┏━━

PR #41, opened 2017-01-27
Fix warning about deprecated auto_ptr

mark0n:


anjohnson:
-1

I don't believe this change is portable to all the OSs that Asyn currently runs on — even the Travis CI build fails because of it.

mark0n:
Sorry, I wasn't aware that you guys still support some targets that do not support C++11. Closing this for now.

PR #42, opened 2017-02-01
Add Optional LeCroy Mode to asyn TCP/IP Port Driver

shadowguy:
Hi, Mike Browne at SLAC added some code to drvAsynIPPort.c which handles serial communication with LeCroy oscilloscopes - Needed because these scopes use and expect a special header file on both sent and received data before each data block which asyn was unable to process before.  The code mostly ignores the header except to document the size of the block before the next header.

As this seems like a useful function and we have been using it at LCLS for almost a year I thought it would be a good addition for the community.  This is an optional mode that is off by default and must be explicitly turned on with an asynSetOption command.

Using the LeCroy mode is simple and just takes one line in the st.cmd file (or shell):
asynSetOption("portname", addr, "LeCroy", "Y")
replacing 'portname' and 'addr' with their values in your IOC.

To turn off LeCroy mode either comment out the line and restart or put in an "N":
asynSetOption("portname", addr, "LeCroy", "N")

Snip from the LeCroy manual explaining the header format:
lecroy

### DIFF
--- a/asyn/drvAsynSerial/drvAsynIPPort.c
+++ b/asyn/drvAsynSerial/drvAsynIPPort.c
@@ -94,6 +94,8 @@
 
 #define ISCOM_UNKNOWN (-1)
 
+#define LECROY /* For optional LeCroy mode */
+
 /*
  * This structure holds the hardware-specific information for a single
  * asyn link.  There is one for each IP socket.
--- a/asyn/drvAsynSerial/drvAsynIPPort.c
+++ b/asyn/drvAsynSerial/drvAsynIPPort.c
@@ -94,8 +94,6 @@
 
 #define ISCOM_UNKNOWN (-1)
 
-#define LECROY /* For optional LeCroy mode */
-
 /*
  * This structure holds the hardware-specific information for a single
  * asyn link.  There is one for each IP socket.
@@ -124,14 +122,11 @@ typedef struct {
     asynInterface      common;
     asynInterface      option;
     asynInterface      octet;
-#ifdef LECROY
     int                lecroy;
     int                lecroy_error;
     int                lecroy_length;
-#endif /* LECROY */
 } ttyController_t;
 
-#ifdef LECROY
 typedef struct lecroy {
     unsigned char operation;
     unsigned char version;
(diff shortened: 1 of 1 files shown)


norumwe12:
Could this be handled in an interposed interface?  It seems pretty esoteric to place into the core driver.

MarkRivers:
I agree with Eric, this looks like a perfect case for using the asyn interposeInterface capability.

It is completely analogous with Modbus/TCP.  Modbus/TCP adds a header and CRC trailer to the standard Modbus message when it is transmitted over TCP.  I have handled this by using an pasynManager->interposeInterface to remove the header and CRC on read, and add them on write.  See https://github.com/epics-modules/modbus/blob/master/modbusApp/src/modbusInterpose.c for how I did it.  That code is more complex than you need, because it handles 3 different protocols: Modbus/TCP, Modbus/RTU and Modbus/ASCII.  Your interpose interface code would be considerably simpler.  The LeCroy specific code could then be in the same module as your LeCroy driver.

I really don't think this type of vendor-specific code belongs in the base drvAsynIPPort driver.

shadowguy:
Hi Eric, Mark, thanks for the replies.  TBH I was wondering the same thing but just thought I'd offer it.

I've already started going through the modbus code to adapt it, but there is one other significant difference.  Since this is a specific kind of device our IOC for this uses a streamdevice protocol file for the 'byte stream' driver.  Do you know if streamdevice (as written) would be able to use an asyn interposed interface?  Open to suggestions as well.

norumwe12:
StreamDevice works fine with interposed interfaces. For example, StreamDevice is often used with the asynInterposCOM interface which makes LAN/Serial adapters using the RFC 2117 protocol  appear like standard serial ports.

MarkRivers:
Yes, the interpose interface is transparent to the asyn client.  You do the following:

- Create the drvAsynIPPort "myPort"
- Create the interpose interface on "myPort" which interposes the asynOctet interface.
- Load database with StreamDevice support.  It connects to "myPort" on the asynOctet interface and does not know that you have an interposed the interface.

You actually probably do this all the time without even knowing it, because you are transparently using the asynEos interpose interface.  It handles the EOS processing if you enable it, which you normally do in the final 0 argument to drvAsynIPPortConfigure and drvAsynSerialPortConfigure.

norumwe12:
Forgot to mention in my previous message that the asynInterposeCOM code might be a better place to start from since its actions are closer (than the MODBUS interposed interface) to what the LeCroy layer will need.  That, and the fact that asynInterposeCOM is a whole lot smaller.

Issue #46, opened 2017-02-08
Reporting that the parameter value has changed to the driver


hinxx:
I have a proposal for an enhancement.

I'm working with hardware that needs to have parameters updated at certain point in time. For example if DSP on FPGA is in 'armed' mode and processing is taking place parameter updates, that involve setting a register value, need to be delayed to the time after the DSP processing has finished.

I was thinking that this might be an addition to the asynPortDriver, more specifically to the paramList class by introducing 'value changed' status. It would function in a similar manner as 'flags' member currently works. Upon PV hence param value change, 'value changed' status is set. Then asynPortDriver derived class can check if param 'value changed' status is set and can act accordingly; use the parameter value when needed (update the FPGA register when safe). Afterwards it would reset the 'value changed' status.

asynPortDriver derived class is in total control of the 'value changed' status, because it needs to knows and might even ignore it if it wants to..

Does this make sense?

hinxx:
Here is the initial stab at this - #47

hinxx:
Second attempt can be found here - #48.

MarkRivers:
Hinko found another solution to this problem was found and said he no longer needs this change.

PR #47, opened 2017-02-15
Introduce clearParamValueChanged() and hasParamValueChanged() methods.

hinxx:
Allows the user to check if the parameter value changed. Useful if
acting on hardware must be a delayed action.

I still need to do more testing in order to better verify the functionality.

See also #46.

### DIFF
--- a/asyn/asynPortDriver/asynPortDriver.cpp
+++ b/asyn/asynPortDriver/asynPortDriver.cpp
@@ -73,6 +73,9 @@ public:
     asynStatus getAlarmStatus(int index, int *alarmStatus);
     asynStatus setAlarmSeverity(int index, int alarmSeverity);
     asynStatus getAlarmSeverity(int index, int *alarmSeverity);
+    asynStatus clearValueChanged(int index);
+    asynStatus setValueChanged(int index);
+    asynStatus hasValueChanged(int index, int *changed);
     void report(FILE *fp, int details);
 
 private:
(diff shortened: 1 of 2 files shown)


anjohnson:
This looks like a rather inefficient way to store the valueChanged data, since all of the related methods have to iterate through the vector and do an unsigned comparison for every iteration. I don't know the asynPortDriver code internals at all, but this approach doesn't seem right to me.

Why not define valueChanged to be a vector<bool> and use the parameter number directly to index into that vector? This gives immediate access to the valueChanged status instead of having to search a list for the specific parameter index number. I accept that most of the time there probably won't be very many entries in your list, but I suspect that a simple index into a vector<bool> will always be faster than setting up the iteration loop, and will be deterministic (always taking the same time to return a result).

Some drivers might also want a way to clear (or set) all the valueChanged bits at once, after FPGA initialization or to trigger writing all the parameters to the FPGA after a chip reset perhaps.

hinxx:
I've used the paramList::setFlag() as an example for providing this functionality. I figured that if that method is acceptable one could do something similar.

Nevertheless, I'm willing to optimize as you pointed out, if the whole value changed functionality is reasonable.

keenanlang:
You are automatically adding entries into valueChanged every time registerParameterChange is called by the driver, however I don't see any removal of entries without requiring the programmer to use the manual calls provided. That means that every single existing asynPortDriver that doesn't use the valueChanged functionality is going to start leaking memory every time a value is changed.

hinxx:
See #48 for improved version.

PR #48, opened 2017-02-18
Introduce new value checks.

hinxx:
Second stab at providing clients with capability of checking if parameter value has changed.

This attempt tries to address performance issues and possible memory leaks compared to #47.

Functionality moved to paramVal class by introducing isValueNew() and resetValueNew() methods.
asynPortDriver methods clearParamValueNew() and isParamValueNew() are added that call above mentioned paramVal methods.
User derived asynPortDriver class is responsible for calling the clearParamValueNew().
Existing asynPortDriver derived classes should not be affect by this change, in other words clearParamValueNew() and isParamValueNew() can be ignored.

Changes are under test with a concrete use case as we speak.

See also #46

### DIFF
--- a/asyn/asynPortDriver/asynPortDriver.cpp
+++ b/asyn/asynPortDriver/asynPortDriver.cpp
@@ -73,6 +73,9 @@ public:
     asynStatus getAlarmStatus(int index, int *alarmStatus);
     asynStatus setAlarmSeverity(int index, int alarmSeverity);
     asynStatus getAlarmSeverity(int index, int *alarmSeverity);
+    asynStatus getValueNew(int index, bool *status);
+    asynStatus resetValueNew(int index);
+
     void report(FILE *fp, int details);
 
 private:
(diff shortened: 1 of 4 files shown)


MarkRivers:
Can you explain the use case?  Would it be possible to add methods to check and set the existing Changed flag rather than adding the New flag.  How do Changed and New differ?

hinxx:
Thanks for looking into this one @MarkRivers. I have to remind myself of the exact intent since it was so long ago.. here goes.

The use case would be that when the camera is exposing / acquiring image one does not want to change camera settings - Andor SDK would complain to the user that acquisition needs to be stopped first. In this case ADAndor driver ignores users new setting AFAIK (maybe that changed?).
This pull request was my attempt to allow user to set new parameter and not worry about the current state of the detector.

User would change the value of the PV, then writeInt32() simply calls setIntegerParam() and returns.
After the image acquisition on data thread finished, check is made if param value has changed, if so write to hardware. This should be safe to do since we are between the "exposures". Params that are not sent to hardware would be already updated during exposure - but might collide with possible cases where such params need to remain unchanged after the image is acquired (if doing some processing or stats?).

I was seeing this useful especially for ADC drivers based AD where FPGA registers should not be changed while DSP is active in firmware. Very common in pulsed machines, what I'm currently dealing with.

Whether existing Changed flag can be used for this use case is something I would need to look more deeply into. Can you tell from the use case above if this is doable, since you know internal way better than I do?

hinxx:
@Markrivers, do you think this pull request can make it into mainstream? If not, I will consider doing something similar locally, and remove the pull request.

MarkRivers:
Sorry for the delay on this.  I've looked at it again, and this seems like there are cases where it could be useful.  Are you still interested in having it merged?

hinxx:
After talking to out FPGA guys we decided that FPGA firmware should have registers shadowed and allow software to trigger the update of actual registers at a known point in time. This way software does not have to cache new user values.

That being said, I think you do not have to merge this PR.

MarkRivers:
Closing without merging per message from @hinxx above.

PR #51, opened 2017-03-02
in ipSNCServer.st, renamed pVar parameter to avoid name collisions

bfrk:
I simply changed it to all lowercase. This change is fully forward and
backward compatible with all supported sequencer versions. Yet it allows me
to significantly simplify the code generator in version 2.3.

### DIFF
--- a/testIPServerApp/src/ipSNCServer.st
+++ b/testIPServerApp/src/ipSNCServer.st
@@ -24,9 +24,9 @@ char *registrarPvt; /* This is really void* */
 char *eventId;      /* Thus is really epicsEventId */
 
 /* Define escaped C functions at end of file */
-%% static void initialize(SS_ID ssId, struct UserVar *pVar);
-%% static int readSocket(SS_ID ssId, struct UserVar *pVar);
-%% static int writeSocket(SS_ID ssId, struct UserVar *pVar);
+%% static void initialize(SS_ID ssId, struct UserVar *pvar);
+%% static int readSocket(SS_ID ssId, struct UserVar *pvar);
+%% static int writeSocket(SS_ID ssId, struct UserVar *pvar);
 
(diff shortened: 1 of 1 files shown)


MarkRivers:
There are 10 other .st files in synApps with 971 lines containing the pVar variable.  Do these all need to be changed?  Why is there now a name conflict with pVar?

bfrk:
> Why is there now a name conflict with pVar?

tl;dr: the conflict is in there since seq version 2.2 but I used an ugly hack to work around it. I thought I could get rid of this hack in version 2.3 but I see now that the cost to convert user code might be higher than I expected. So I think I will retain the hack.

Somewhat longer version: From 2.1 to 2.2 there was one important change: the functions that snc generates get only one extra parameter, not two. In 2.1 those were `SS_ID ssId, UserVar pVar`, whereas from 2.2 onward only the `SS_ID ssId` remains. I also renamed the name of the parameter to `seqg_env`. I made this change because it is easy to recover the `pVar` from the `ssId`, since the `ssId`contains this pointer anyway; it just needs to be casted to the generated struct. For this I added a macro `seqg_var` that does the ugly pointer casting and an alias for it named `pVar`for compatibility. However, while this macro works fine for accessing variables, it gets in the way when you /declare/ something with the name `pVar`, which is what your program does in the parameter list for the C functions. To make seq-2.2 compatible with such uses of the identifyer `pVar` I had to `#define` and `#undef` the macro in the generated code, depending on whether escaped C code is being output (where pVar might be declared and then used as a function parameter) or whether it is actual SNL code that gets converted to C. I had more or less forgotten about this whole story and wondered how to get rid of this extra complication which led me to propose this pull. But, as I said above, there is no real need for it, so I hereby withdraw the pull request.

PR #54, opened 2017-03-16
Added getParamType methods

jgnrendra3:
As near as I can tell, there is no (reliable) way to get the asynParamType for a parameter without this function.  Adding this will fill that hole without forcing clients to know things thath might change regarding the internal elements of multiple classes (e.g. the structure of the paramList class, which is not in any header file).


jgnrendra3:
Sorry about that.  The editor I normally use is configured to eliminate 
trailing spaces.

I resubmitted it with the existing trailing spaces intact.

Mark Davis
NSCL/FRIB Control Systems Software Engineer
davism50@msu.edu

PR #59, opened 2017-08-08
fix compile errors on systems where epicsInt32 ==long int

sbaily:
Warnings have not been fixed.  On my system long int and int are both 32 bits, but epicsInt32 is mapped to long int instead of int, this causes build errors whenever pointers are referred to with different data types. My changes correct these errors.

### DIFF
--- a/asyn/asynPortDriver/asynPortDriver.cpp
+++ b/asyn/asynPortDriver/asynPortDriver.cpp
@@ -57,7 +57,7 @@ public:
     asynStatus setDouble(int index, double value);
     asynStatus setString(int index, const char *string);
     asynStatus setString(int index, const std::string& string);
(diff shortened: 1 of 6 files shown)


MarkRivers:
I'm curious what architectures you are using that have this problem?

sbaily:
This is a NIOS-II soft-core processor on an Altera FPGA, and Jeff Hill wrote the BSP for RTEMS.  On this system int and long int are both 32 bits, but epicsInt32 maps to long int rather than int.  I suppose this could be changed instead of changing asyn.  However, I noticed that asynPortDriver.h used epicsInt32* as the type for the same parameter that was implementing using the int* in asynPortDriver.cpp, and figured it should at least be consistent.

Issue #56, opened 2017-05-01
Race condition with info tag asyn:READBACK


MarkRivers:
@mdavidsaver wrote:
> Something doesn't look right in processAo() [1].  To correctly do a
bi-directional (setting and readback) record your process function has
to know whether it's being called with a new setting, or to pull an
updated readback.  The fact that record processing (by design) lacks
this contextual information is why the standard device supports can't do
this.
Simply checking the internal readback FIFO allows a race which can
ignore a new value from CA.  I'm fairly confident that this is what
Garth is seeing.
I don't immediately see where to fix this in the context of asyn.

and
> In interruptCallbackOutput() [1], instead of scanOnce() use a custom
CALLBACK like:
```
static void ProcessCallback(CALLBACK *pcallback)
 {
     dbCommon *pRec;
     devPvt *pPvt;
 
     callbackGetUser(pRec, pcallback);
     if (!pRec) return;
     pPvt = (devPvt *)pRec->dpvt;
     dbScanLock(pRec);
     pPvt->updateReadback = 1;
     dbProcess(pRec);
     pPvt->updateReadback = 0;
     dbScanUnlock(pRec);
 }
```
> Where 'updateReadback' is a new flag which can be tested in processAo()
to determine why processing has been started: a new setting value
(updateReadback=0) or a new readback (updateReadback=1).

MarkRivers:
This issue has been fixed.

PR #60, opened 2017-10-31
Fix processing of output records with asyn:READBACK tag on driver callbacks

MarkRivers:
This attempts to fix the race condition identified in #56.  Rather than just using the readback value if the ring buffer has any entries it uses callbackRequest to signal to the process routine that this is a driver callback.  This allows callback processing and normal record processing to be interleaved.

I do have a question about how I implemented this.  In the code @mdavidsaver proposed in #56 he called dbProcess in the callback function.  I am calling the prset->process().  Which is correct?  Can someone explain what happens if the reacback callback occurs while the record is currently in the middle of normal asynchronous processing, i.e. PACT is true waiting for asynchronous completion?

### DIFF
--- a/asyn/devEpics/devAsynFloat64.c
+++ b/asyn/devEpics/devAsynFloat64.c
@@ -91,6 +91,7 @@ static long createRingBuffer(dbCommon *pr);
 static void processCallbackInput(asynUser *pasynUser);
 static void processCallbackOutput(asynUser *pasynUser);
 static void outputCallbackCallback(CALLBACK *pcb);
+static int  getCallbackValue(devPvt *pPvt);
 static void interruptCallbackInput(void *drvPvt, asynUser *pasynUser,
                 epicsFloat64 value);
 static void interruptCallbackOutput(void *drvPvt, asynUser *pasynUser,
@@ -418,11 +419,14 @@ static void outputCallbackCallback(CALLBACK *pcb)
     callbackGetUser(pPvt, pcb);
     {
         dbCommon *pr = pPvt->pr;
-        struct rset *prset = (struct rset *)pr->rset;
         dbScanLock(pr);
         pPvt->newOutputCallbackValue = 1;
-        (prset->process)(pr);
-        pPvt->newOutputCallbackValue = 0;
+        dbProcess(pr);
+        if (pPvt->newOutputCallbackValue != 0) {
+            /* We called dbProcess but the record did not process, perhaps because PACT was 1 
+             * Need to remove ring buffer element */
+            getCallbackValue(pPvt);
+        }
         dbScanUnlock(pr);
     }
 }
@@ -463,6 +467,7 @@ static int getCallbackValue(devPvt *pPvt)
                                             pPvt->pr->name,pPvt->result.value);
         ret = 1;
     }
+    pPvt->newOutputCallbackValue = 0;
     epicsMutexUnlock(pPvt->ringBufferLock);
     return ret;
 }
--- a/asyn/devEpics/devAsynFloat64.c
+++ b/asyn/devEpics/devAsynFloat64.c
@@ -414,16 +414,17 @@ static void interruptCallbackOutput(void *drvPvt, asynUser *pasynUser,
 
 static void outputCallbackCallback(CALLBACK *pcb)
 {
-    devPvt *pPvt;
+    devPvt *pPvt; 
     callbackGetUser(pPvt, pcb);
-    dbCommon *pr = pPvt->pr;
-    struct rset *prset = (struct rset *)pr->rset;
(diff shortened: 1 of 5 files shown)


mdavidsaver:
A short answer is that ```outputCallbackCallback()``` needs to use ```dbProcess()``` because ```scanOnce()``` does.

A longer answer is that ```dbProcess()``` should be used to __start__ record processing.  Directly calling ```rset->process()``` is done to __complete__ asynchronous record processing.  In the case of asyn interrupts, processing is being started, so ```dbProcess()``` is appropriate.

To directly answer your question.  Calling ```dbProcess()``` on an active record is a no-op as this is where PACT==1 is tested.

https://github.com/epics-base/epics-base/blob/3.16/src/ioc/db/dbAccess.c#L522

This is also were the scan disable test is done (aka. SDIS/DISV/DISA).

MarkRivers:
> To directly answer your question. Calling dbProcess() on an active record is a no-op as this is where PACT==1 is tested.

I think this means my code needs to be changed.  This is because by the time dbProcess is called the driver has already pushed a value onto the ring buffer, but since the record won't process if PACT=1 then that value won't be properly removed from the ring buffer.  It appears that dbProcess does not return an error flag if PACT is 1.  So I think I need to test if PACT=1 in my callback, and if it is then remove the value from the ring buffer and not call dbProcess?  Or should I call dbProcess to let it possbily put the record into SCAN alarm?

mdavidsaver:
You're right, the FIFO complicates this.  And no, dbProcess() doesn't tell you if the scan was disabled.  My first thought is to have the device support clear newOutputCallbackValue and check this in the callback.  Then pop from the FIFO if the flag wasn't cleared.  This seems like it will led to some code duplication though.

MarkRivers:
> My first thought is to have the device support clear newOutputCallbackValue and check this in the callback. Then pop from the FIFO if the flag wasn't cleared. This seems like it will led to some code duplication though.

I've implemented this.  newOutputCallbackValue is now cleared in getCallbackValue().  If that was not called because dbProcess did not process the record then getCallbackValue() is called in the callback, which both pops the FIFO and clears the flag.  I made the same fix in devBusyAsyn in the busy module.

MarkRivers:
I have found that there is still a problem.  Output readbacks should change for all combinations of the following settings.
1) Driver is synchronous (ASYN_CANBLOCK not set)
2) Driver is asynchronous (ASYN_CANBLOCK is set)
3) Callbacks are done from a background thread in the driver
4) Callbacks are done immediately during the write operation to the driver from device support.  For example the record writes the value 1.5 to the driver, but this is not an allowed value so the driver does a callback with the valid value 1 during the write operation.
5) The driver does a single callback
6) The driver does multiple callbacks quickly, either in setting 3) or 4) above

I have written a new test application in asyn, testOutputCallbackApp which allows testing all combinations of these 6 settings above.  This application shows that combining settings 2 and 4 does not work, i.e. an asynchronous driver with callbacks being done immediately in the call to the write function in the driver.  This is a serious problem, particularly because the same logic for the bo record in this code, and the busy record must process again with the value 0 if the value 1 was written by the driver and the driver got done immediately.

The reason for the problem is that the callbackRequest to process the record again is being done in the interrupt callback function in device support.  But if the record is synchronous PACT is 1 at this point.  If the callback runs before the record completes the asynchronous processing that caused the write operation, then dbProcess will not process the record again.  I have added an asynPrint with ASYN_TRACE_WARNING to the device support when this happens, which indeed it does.

It seems that we need to delay calling callbackRequest until the record is done processing the second phase if the driver callback happened when PACT=1.  

@mdavidsaver and @anjohnson how would you suggest to arrange this?

On a perhaps related note, @mdavidsaver said that 
> Directly calling rset->process() is done to complete asynchronous record processing. 

But in the asyn device support it actually does not call rset->process, it calls callbackRequestProcessCallback.  I suspect that Marty did this so that the record processing would not be done in the asyn port driver thread, but rather in one of the generic callback tasks.  This should be OK, correct?

MarkRivers:
I have come up with a solution to the above problems.  
- In the interrupt callback for output records test if PACT=1.  
- If so this is an asynchronous record which is in the middle of processing.  
    - Don't call callbackRequest
    - Instead increment a new numDeferredOutputCallbacks counter
- At the end of the process() function in device support test if numDeferredOutputCallbacks is > 0
- If so, call callbackRequest to process the record again and decrement the counter.

I also found that in the processCallbackInput and processCallbackOutput functions that dbScanLock was not being called.  I think it should be since these functions are called by asynManager to do the actual I/O, so the scan lock won't already be held.  They are testing PACT and setting values in the device private structure, so the lock is needed.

┗━━

### [Prompt]
Using the records above, repeat exactly the lines from the first one through the line with "PR #42, opened 2017-02-01".

### [Answer section]
PR #41, opened 2017-01-27
Fix warning about deprecated auto_ptr

mark0n:


anjohnson:
-1

I don't believe this change is portable to all the OSs that Asyn currently runs on — even the Travis CI build fails because of it.

mark0n:
Sorry, I wasn't aware that you guys still support some targets that do not support C++11. Closing this for now.

PR #42, opened 2017-02-01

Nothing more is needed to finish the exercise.